Com cito, 62 imagens foram adquiridas em cada uma das nove regiões de imagem na câmara de fluxo. Nas sobreposições mostradas aqui, posa GFP aparece verde ou amarelo e e coli aparece vermelho. Posa dominou a biomassa de biofilme em regiões com altas concentrações de glicose e e coli dominou em regiões com baixas concentrações de glicose.

Assim, as duas espécies ocuparam nichos ecológicos distintos. Esses resultados demonstram a utilidade da célula de fluxo microfluídico de dupla entrada no estudo da atividade de desenvolvimento de biofilme e interações em ambientes complexos.
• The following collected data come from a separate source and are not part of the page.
PR #166, opened 2016-11-11
Add literal scale

mcnuttandrew:
Introduce a literal scale so that properties can be set specified precisely in the data

### DIFF
--- a/src/lib/utils/scales-utils.js
+++ b/src/lib/utils/scales-utils.js
@@ -51,6 +51,13 @@ const ORDINAL_SCALE_TYPE = 'ordinal';
 const CATEGORY_SCALE_TYPE = 'category';
 
 /**
+ * Literal scale.
+ * @type {string}
+ * @const
+ */
+const LITERAL_SCALE_TYPE = 'literal';
+
+/**
  * Log scale name.
  * @type {string}
  * @const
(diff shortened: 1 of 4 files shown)


src/lib/utils/scales-utils.js
```diff
@@ -51,6 +51,13 @@ const ORDINAL_SCALE_TYPE = 'ordinal';
 const CATEGORY_SCALE_TYPE = 'category';
 
 /**
+ * Literal scale.
```
chrisirhc: Might be worthwhile explaining how this differs from d3's identity scale

https://github.com/d3/d3-scale#scaleIdentity

src/lib/utils/scales-utils.js
```diff
@@ -615,3 +622,28 @@ export function getMissingScaleProps(props, data, attributes) {
...
+/**
+ * Return a d3 scale that returns the literal value that was given to it
+ * @returns {function} literal scale.
+ */
+export function literalScale() {
+  function scale(d) {
+    return d;
+  }
+
+  scale.domain = function domain() {
```
chrisirhc: Might want to shorten all these to `() => scale;`, or DRY this with one function, since all the functions are performing exactly the same operation.

src/test/scales-utils.js
```diff
@@ -203,3 +204,17 @@ test('scales-utils/getMissingScaleProps', function t(assert) {
...
+test('scale-utils/literalScale', function t(assert) {
+  const s = literalScale();
+
+  assert.equal(s(0.5), 0.5, 'acts as the identity');
+  assert.equal(s(1), 1, 'acts as the identity');
+  assert.equal(s(1.5), 1.5, 'acts as the identity');
+  assert.equal(s(2), 2, 'acts as the identity');
+  assert.equal(s(2.5), 2.5, 'acts as the identity');
+
+  assert.equal(s('2'), '2', 'does NOT coerce input to a number');
```
chrisirhc: 👍 Here lies the value of this scale

src/lib/utils/scales-utils.js
```diff
@@ -615,3 +624,24 @@ export function getMissingScaleProps(props, data, attributes) {
...
+  function response() {
+    return scale;
+  }
+
+  scale.domain = response;
+  scale.range = response;
+  scale.unknown = response;
+  scale.copy = response;
+
+  return scale;
```
bulyonov: Since scale is immutable, I'd suggest to move it outside of the `literalScale` function

mcnuttandrew:
this PR is described in #167

Issue #153, opened 2016-09-27
Treemap should be able to switch layout strategy


mcnuttandrew:
The current tree map only supports one layer of children, which basically makes it a rectangular pie chart. While this is cool, it would be a lot more useful if it could be support a full tree of children. This could also give us the opportunity to embrace other d3 hierarchal layouts such as partition (which can be used to make sunburst diagrams), packing, and trees.

mcnuttandrew:
In a profoundly shocking turn of events, treemap actually already supports multiple levels of children. Without too much difficulty it appears that this chart could also be warped into packing and tree, so i've updated the issue name accordingly

mcnuttandrew:
Scaling back my commentary, i think this feature should be constrained to allowing treemaps to also use the packing layout. The two structures are basically the same, and the changeover would be pretty small.

PR #173, opened 2016-11-17
Expand tree example

mcnuttandrew:
It turns out the the current tree map does support nested children! However this is unfortunately unclear from the examples so I expanded the base one to be based on bostock's default data set. #153

### DIFF
--- a/src/example/main.scss
+++ b/src/example/main.scss
@@ -178,7 +178,3 @@ article {
     position: absolute;
   }
 }
-
-.nested-tree-example {
-  border: thin solid #fff;
-}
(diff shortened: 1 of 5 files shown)


src/styles/treemap.scss
```diff
@@ -4,13 +4,13 @@
 }
 
 .rv-treemap__leaf {
-  position: absolute;
+  border: thin solid #fff;
```
chrisirhc: Does this style change have any implication downstream? I'm concerned that a library downstream now sees a border where there wasn't one before.

src/example/main.scss
```diff
@@ -178,3 +178,7 @@ article {
     position: absolute;
   }
 }
+
+.nested-tree-example {
```
chrisirhc: Isn't it `.nested-tree-example .rv-treemap__leaf` ?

Depois de assistir a este vídeo, você deve ter uma boa compreensão de como usar uma célula de fluxo microfluídico de entrada dupla para cultivar biofilmes sob gradientes químicos e como obter parâmetros ambientais para o desenvolvimento de biofilme usando as injeções de partículas fluorescentes ou caçadores após o desenvolvimento.

Esses métodos abriram caminho para pesquisadores nas áreas de microbiologia ambiental e clínica explorarem interações complexas entre comunidades microbianas e seu ambiente circundante.